====== Data supplied

PR #425, opened 2016-10-25
Version v6.0.0-beta

mcardosos:
Please, take a look :3
@vishrutshah @jhendrixMSFT


mcardosos:
I tweaked a little the travis file. It looks like godo uses a bunch of somewhat old packages that also changed names, and have been moved around, so, instead of `go build` everything, I am not building the vendors folder that at some point generates in travis. I hope this is not a problem.

arm/authorization/version.go
```diff
@@ -23,7 +23,7 @@ import (
 )
 
 const (
-	major = "5"
+	major = "6"
```
vishrutshah: Just curious, do you guys track the breaking changes? if so it'd be great to put it somewhere with the release (in Changelog or breakingchanges file)

glide.lock
```diff
@@ -11,13 +11,43 @@ imports:
   - autorest/validation
 - name: github.com/dgrijalva/jwt-go
   version: 24c63f56522a87ec5339cc3567883f1039378fdb
+- name: github.com/howeyc/gopass
```
vishrutshah: just curious, what are the reasons of adding more dependencies on packages? Are these for development or production usage?

arm/redis/models.go
```diff
@@ -160,50 +158,14 @@ type PatchSchedulesResponse struct {
...
-
-// ReadablePropertiesWithAccessKey is properties generated only in response to
-// CreateOrUpdate redis operation.
-type ReadablePropertiesWithAccessKey struct {
-	RedisVersion       *string             `json:"redisVersion,omitempty"`
-	Sku                *Sku                `json:"sku,omitempty"`
 	RedisConfiguration *map[string]*string `json:"redisConfiguration,omitempty"`
 	EnableNonSslPort   *bool               `json:"enableNonSslPort,omitempty"`
 	TenantSettings     *map[string]*string `json:"tenantSettings,omitempty"`
 	ShardCount         *int32              `json:"shardCount,omitempty"`
```
tombuildsstuff: same as above: this should also be a string not an int32?

arm/redis/models.go
```diff
@@ -266,3 +227,20 @@ type Sku struct {
...
+type UpdateParameters struct {
+	Properties *UpdateProperties `json:"properties,omitempty"`
+}
+
+// UpdateProperties is properties supplied to Update redis operation.
+type UpdateProperties struct {
+	RedisConfiguration *map[string]*string `json:"redisConfiguration,omitempty"`
+	EnableNonSslPort   *bool               `json:"enableNonSslPort,omitempty"`
+	TenantSettings     *map[string]*string `json:"tenantSettings,omitempty"`
+	ShardCount         *int32              `json:"shardCount,omitempty"`
```
tombuildsstuff: same as above: this should also be a string not an int32?

glide.lock
mcardosos: All these new dependencies come from gen.go. I think we can get rid of them

arm/authorization/version.go
mcardosos: Ah, yes, there are some notes in the changelog :3

stack72:
@mcardosos why has this SDK again been bumped another major version? We just had 5.0.0-beta recently. Are there really a lot of breaking changes again here?

mcardosos:
@stack72 There are breaking changes yes, some methods changed names, others are organized in a different way or have new parameters.

PR #427, opened 2016-10-25
management: check x509 decoding errors

mischief:
errors should not be ignored in this codebase, and https://github.com/kisielk/errcheck should probably be run over the whole repo.

this caused a hard to debug auth problem where i mishandled certificate decoding from `azureProfile.json` from the CLI.


mcardosos:
LGTM, @jhendrixMSFT ?

jhendrixMSFT:
Yep looks good, thanks for the fix.  :)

============

Each line above is to be repeated exactly.

PR #425, opened 2016-10-25
Version v6.0.0-beta

mcardosos:
Please, take a look :3
@vishrutshah @jhendrixMSFT


mcardosos:
I tweaked a little the travis file. It looks like godo uses a bunch of somewhat old packages that also changed names, and have been moved around, so, instead of `go build` everything, I am not building the vendors folder that at some point generates in travis. I hope this is not a problem.

arm/authorization/version.go
```diff
@@ -23,7 +23,7 @@ import (
 )
 
 const (
-	major = "5"
+	major = "6"
```
vishrutshah: Just curious, do you guys track the breaking changes? if so it'd be great to put it somewhere with the release (in Changelog or breakingchanges file)

glide.lock
```diff
@@ -11,13 +11,43 @@ imports:
   - autorest/validation
 - name: github.com/dgrijalva/jwt-go
   version: 24c63f56522a87ec5339cc3567883f1039378fdb
+- name: github.com/howeyc/gopass
```
vishrutshah: just curious, what are the reasons of adding more dependencies on packages? Are these for development or production usage?

arm/redis/models.go
```diff
@@ -160,50 +158,14 @@ type PatchSchedulesResponse struct {
...
-
-// ReadablePropertiesWithAccessKey is properties generated only in response to
-// CreateOrUpdate redis operation.
-type ReadablePropertiesWithAccessKey struct {
-	RedisVersion       *string             `json:"redisVersion,omitempty"`
-	Sku                *Sku                `json:"sku,omitempty"`
 	RedisConfiguration *map[string]*string `json:"redisConfiguration,omitempty"`
 	EnableNonSslPort   *bool               `json:"enableNonSslPort,omitempty"`
 	TenantSettings     *map[string]*string `json:"tenantSettings,omitempty"`
 	ShardCount         *int32              `json:"shardCount,omitempty"`
```
tombuildsstuff: same as above: this should also be a string not an int32?

arm/redis/models.go
```diff
@@ -266,3 +227,20 @@ type Sku struct {
...
+type UpdateParameters struct {
+	Properties *UpdateProperties `json:"properties,omitempty"`
+}
+
+// UpdateProperties is properties supplied to Update redis operation.
+type UpdateProperties struct {
+	RedisConfiguration *map[string]*string `json:"redisConfiguration,omitempty"`
+	EnableNonSslPort   *bool               `json:"enableNonSslPort,omitempty"`
+	TenantSettings     *map[string]*string `json:"tenantSettings,omitempty"`
+	ShardCount         *int32              `json:"shardCount,omitempty"`
```
tombuildsstuff: same as above: this should also be a string not an int32?

glide.lock
mcardosos: All these new dependencies come from gen.go. I think we can get rid of them

arm/authorization/version.go
mcardosos: Ah, yes, there are some notes in the changelog :3

stack72:
@mcardosos why has this SDK again been bumped another major version? We just had 5.0.0-beta recently. Are there really a lot of breaking changes again here?

mcardosos:
@stack72 There are breaking changes yes, some methods changed names, others are organized in a different way or have new parameters.

PR #427, opened 2016-10-25
management: check x509 decoding errors

mischief:
errors should not be ignored in this codebase, and https://github.com/kisielk/errcheck should probably be run over the whole repo.

this caused a hard to debug auth problem where i mishandled certificate decoding from `azureProfile.json` from the CLI.


mcardosos:
LGTM, @jhendrixMSFT ?

jhendrixMSFT:
Yep looks good, thanks for the fix.  :)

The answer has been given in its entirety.